Scientific classification
- Kingdom: Animalia
- Phylum: Chordata
- Class: Reptilia
- Clade: Dinosauria
- Clade: Saurischia
- Clade: Theropoda
- Family: †Spinosauridae
- Genus: †Oxalaia Kellner et al., 2011
- Species: †O. quilombensis
- Binomial name: †Oxalaia quilombensis Kellner et al., 2011
- Synonyms: Oxalaia quilimboensis Arden et al., 2018 (lapsus calami);

= Oxalaia =

- Genus: Oxalaia
- Species: quilombensis
- Authority: Kellner et al., 2011
- Synonyms: Oxalaia quilimboensis Arden et al., 2018 (lapsus calami)
- Parent authority: Kellner et al., 2011

Extinct genus of dinosaurs

Oxalaia (in reference to the African deity Oxalá) is a genus of spinosaurid dinosaur that lived in what is now the Northeast Region of Brazil during the Cenomanian stage of the Late Cretaceous period, sometime between 100.5 and 93.9 million years ago. Its fossils were found in 1999 on Cajual Island in the rocks of the Alcântara Formation, which is known for its abundance of fragmentary, isolated fossil specimens. The remains of Oxalaia were described in 2011 by Brazilian palaeontologist Alexander Kellner and colleagues, who assigned the specimens to a new genus containing one species, Oxalaia quilombensis. The species name refers to the Brazilian quilombo settlements. Oxalaia quilombensis is the eighth officially named theropod species from Brazil and the largest carnivorous dinosaur discovered there. One study suggested that this taxon is a junior synonym of the closely related African genus Spinosaurus, but some subsequent studies consider the genus to be diagnostic.

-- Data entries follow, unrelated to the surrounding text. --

PR #64, opened 2018-08-20
Various improvements to the updated Go library and example app

leonklingele-work:
- Register another heif image format header
- Remove debug code
- Don't pre- _and_ suffix error variables
- Better output formatting of example
- Goify names (remove underscores, uppercase `ID`, etc.)

PR #69, opened 2018-08-22
Add API to encode image to heif format

leonklingele-work:


leonklingele-work:
This PR is based on #64, please merge that one before.
To review the patch, check 36a1d6fcf7705b1e6dba603406ebebdb347edc5d.

go/heif/heif.go
```diff
@@ -602,43 +694,259 @@ func (img *Image) GetImage() (image.Image, error) {
...
+}
+
+func EncodeFromImage(img image.Image, compression Compression, quality int, lossless losslessMode, logging loggingLevel) (*Context, error) {
+	var out *Image
+
+	switch cm := img.ColorModel(); cm {
+	default:
+		return nil, fmt.Errorf("color model %v not supported yet", cm)
+	case color.NRGBAModel:
+		i, ok := img.(*image.NRGBA)
```
fancycode: Checking the `ColorModel()` is not sufficient to determine the type. There could be implementations of `image.Image` with a color model `color.NRGBAModel` that are not subclasses of `image.NRGBA`.

Better would be to use a type switch (https://tour.golang.org/methods/16).

go/heif/heif.go
```diff
@@ -602,43 +694,259 @@ func (img *Image) GetImage() (image.Image, error) {
...
+	pY.SetData([]byte(i.Pix), i.Stride)
+
+	return out, nil
+}
+
+func imageFromYCbCr(i *image.YCbCr) (*Image, error) {
+	max := i.Bounds().Max
+	w, h := max.X, max.Y
+
+	out, err := NewImage(w, h, ColorspaceYCbCr, Chroma420)
```
fancycode: You need to check the `SubsampleRatio` of the `image.YCbCr`, it could also be `4:2:2` or `4:4:4`.

go/heif/heif.go
```diff
@@ -602,43 +694,259 @@ func (img *Image) GetImage() (image.Image, error) {
...
+	}
+
+	const depth = 8
+	pY, err := out.NewPlane(ChannelY, w, h, depth)
+	if err != nil {
+		return nil, fmt.Errorf("failed to add Y plane: %v", err)
+	}
+	pY.SetData([]byte(i.Y), i.YStride)
+
+	halfW, halfH := (w+1)/2, (h+1)/2
```
fancycode: Might need to be updated for other `SubsampleRatio` values.

fancycode:
#64 has landed, please rebase.

go/heif/heif.go
```diff
@@ -323,7 +339,73 @@ func (c *Context) ReadFromMemory(data []byte) error {
...
+}
+
+func (c *Context) NewEncoder(compression Compression) (*Encoder, error) {
+	const max = 1
+	descriptors := make([]*C.struct_heif_encoder_descriptor, max)
+	num := int(C.heif_context_get_encoder_descriptors(c.context, uint32(compression), nil, &descriptors[0], C.int(max)))
+	if num == 0 {
+		return nil, fmt.Errorf("no encoder for compression %v", compression)
+	}
+	return c.convertEncoderDescriptor(descriptors[0])
```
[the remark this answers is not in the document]
leonklingele: It just cleans up the code a bit and will probably be inlined by the Go compiler, so not even a performance issue. Shall I still inline it manually?

go/heif/heif.go
```diff
@@ -602,43 +694,259 @@ func (img *Image) GetImage() (image.Image, error) {
 }
 
 type ImageAccess struct {
-	Plane  []byte
-	Stride int
+	Plane   []byte
+	Stride  int
+	Height  int
+	Pointer unsafe.Pointer
```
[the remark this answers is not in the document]
leonklingele-work: Good spot, fixed.

go/heif/heif.go
```diff
@@ -602,43 +694,259 @@ func (img *Image) GetImage() (image.Image, error) {
...
+}
+
+func freeHeifEncodingOptions(options *EncodingOptions) {
+	C.heif_encoding_options_free(options.options)
+	options.options = nil
+	runtime.SetFinalizer(options, nil)
+}
+
+func hasAlpha(i image.Image) bool {
+	rect := i.Bounds()
```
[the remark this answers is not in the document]
leonklingele-work: > implementations that are known to not have an alpha channel

`*image.CMYK, *image.Gray, *image.Gray16, *image.YCbCr`
Does this cover them all?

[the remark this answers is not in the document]
leonklingele-work: Will remove the func altogether as we apparently only need it for `NRGBA` images.
I have no idea what I'm doing, let's hope this'll work out.

go/heif/heif.go
leonklingele-work: Well, that's why I do the type assertion (you have even commented on this exact line).
Shall I remove the ColorModel() switch and go for a type switch? The current implementation uses both which seems redundant to me, but I have no clue about how images work _at all_ and what needs to be checked.

go/heif/heif.go
leonklingele-work: Like that?

```go
var chroma Chroma
switch i.SubsampleRatio {
case image.YCbCrSubsampleRatio444:
	chroma = Chroma444
case image.YCbCrSubsampleRatio422:
	chroma = Chroma422
case image.YCbCrSubsampleRatio420:
	fallthrough
default:
	chroma = Chroma420
}
```

leonklingele-work:
@fancycode rebased & addressed some of your comments. PTAL and please also help me with the remaining issues :)

go/heif/heif.go
```diff
@@ -637,6 +754,217 @@ func (img *Image) ScaleImage(width int, height int) (*Image, error) {
...
+	var cm Chroma
+	switch i.SubsampleRatio {
+	case image.YCbCrSubsampleRatio444:
+		cm = Chroma444
+	case image.YCbCrSubsampleRatio422:
+		cm = Chroma422
+	case image.YCbCrSubsampleRatio420:
+		fallthrough
+	default:
+		cm = Chroma420
```
leonklingele-work: Default could return an error as well, what do you think @fancycode?

fancycode: Yes, please return an error for `default` as the subsample ratio will not be supported in this case.

go/heif/heif.go
```diff
@@ -600,32 +694,55 @@ func (img *Image) GetImage() (image.Image, error) {
...
-	Stride int
+	Plane    []byte
+	planePtr unsafe.Pointer
+	Stride   int
+	Height   int
 
 	image *Image // need this reference to make sure the image is not GC'ed while we access it
 }
 
+func (i *ImageAccess) SetData(data []byte, stride int) {
```
fancycode: Please also require `width` and `height` to be passed and check their values (`width` and `height` must match values from `ImageAccess` object), otherwise this could lead to segfaults (if `data` is too small or `width`, `height` or `stride` are too large). Also check if the size of `data` is `stride * height`.

You can then handle the common case directly:
```go
if stride == i.Stride {
  i.Plane = data
  i.planePtr = unsafe.Pointer(&i.Plane[0])
  return
}
```

Maybe it's easier to not expose `SetData` for now if not required to be called by apps using the library.

go/heif/heif.go
```diff
@@ -600,32 +694,55 @@ func (img *Image) GetImage() (image.Image, error) {
 }
 
 type ImageAccess struct {
-	Plane  []byte
-	Stride int
+	Plane    []byte
+	planePtr unsafe.Pointer
+	Stride   int
+	Height   int
```
fancycode: Why are you not exposing `Width`?

go/heif/heif.go
```diff
@@ -637,6 +754,217 @@ func (img *Image) ScaleImage(width int, height int) (*Image, error) {
...
+	}
+	pCr.SetData([]byte(i.Cr), i.CStride)
+
+	return out, nil
+}
+
+func EncodeFromImage(img image.Image, compression Compression, quality int, lossless losslessMode, logging loggingLevel) (*Context, error) {
+	var out *Image
+
+	switch cm := img.ColorModel(); cm {
```
fancycode: Yes, please change to use a type switch, this removes your redundant checks.

go/heif/heif.go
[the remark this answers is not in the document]
fancycode: Feel free to keep it as-is if you want.

go/heif/heif.go
```diff
@@ -637,6 +754,217 @@ func (img *Image) ScaleImage(width int, height int) (*Image, error) {
...
+	}
+
+	const depth = 8
+	pY, err := out.NewPlane(ChannelY, w, h, depth)
+	if err != nil {
+		return nil, fmt.Errorf("failed to add Y plane: %v", err)
+	}
+	pY.SetData([]byte(i.Y), i.YStride)
+
+	// TODO: Might need to be updated for other SubsampleRatio values.
```
fancycode: This needs to be implemented if you support 4:2:2 and 4:4:4 above.

leonklingele-work: As discussed, I will remove support for subsample ratios other than 4:2:0.

go/heif/heif.go
leonklingele-work: As discussed, I will unexport the method for now and only handle the common case (`stride == i.Stride `) without checking `width` or `height`.

go/heif/heif.go
leonklingele-work: Apparently only the height is required (for internal purposes). I will unexport `Height` for now.

leonklingele-work:
I've address your comments in a separate commit so you don't have to recheck the whole code of this PR. See https://github.com/strukturag/libheif/pull/69/commits/73afba34313a48de2d5a06550f14fea7df2f1e0a. I will squash once accepted.

Changes:
- Only support YCbCr subsample ration 4:2:0
- Export types `LosslessMode` and `LoggingLevel`
- Unexport `ImageAccess.height`
- Unexport `ImageAccess.setData` and handle common case (`stride == i.Stride`) directly
- Use type switch instead of checking the color model
- Rename a variable

go/heif/heif.go
```diff
@@ -871,56 +872,56 @@ func imageFromYCbCr(i *image.YCbCr) (*Image, error) {
...
 
 	return out, nil
 }
 
-func EncodeFromImage(img image.Image, compression Compression, quality int, lossless losslessMode, logging loggingLevel) (*Context, error) {
+func EncodeFromImage(img image.Image, compression Compression, quality int, lossless LosslessMode, logging LoggingLevel) (*Context, error) {
 	var out *Image
 
-	switch cm := img.ColorModel(); cm {
+	switch t := img.(type) {
```
fancycode: This could even be simplified more:
```go
switch i := img.(type) {
case *image.NRGBA:
  // i has now type *image.NRGBA
case *image.Gray:
  // i has now type *image.NRGBA
...
}
```

You don't need to cast inside the `case`, see https://tour.golang.org/methods/16 for details.

leonklingele-work: TIL. Thanks, much better now :)

fancycode:
lgtm :+1: feel free to merge when CI is all-green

Although Oxalaia is known only from two partial skull bones, Kellner and colleagues found that its teeth and had a few distinct features not seen in other spinosaurids or theropods, including two replacement teeth in each socket and a very sculptured secondary palate. Oxalaias habitat was tropical, heavily forested, and surrounded by an arid landscape. This environment had a large variety of lifeforms also present in Middle-Cretaceous North Africa, due to the connection of South America and Africa as parts of the supercontinent Gondwana. As a spinosaurid, the traits of Oxalaias skull and dentition indicate a partly piscivorous (fish-eating) lifestyle similar to that of modern crocodilians. Fossil evidence suggests spinosaurids also preyed on other animals such as small dinosaurs and pterosaurs.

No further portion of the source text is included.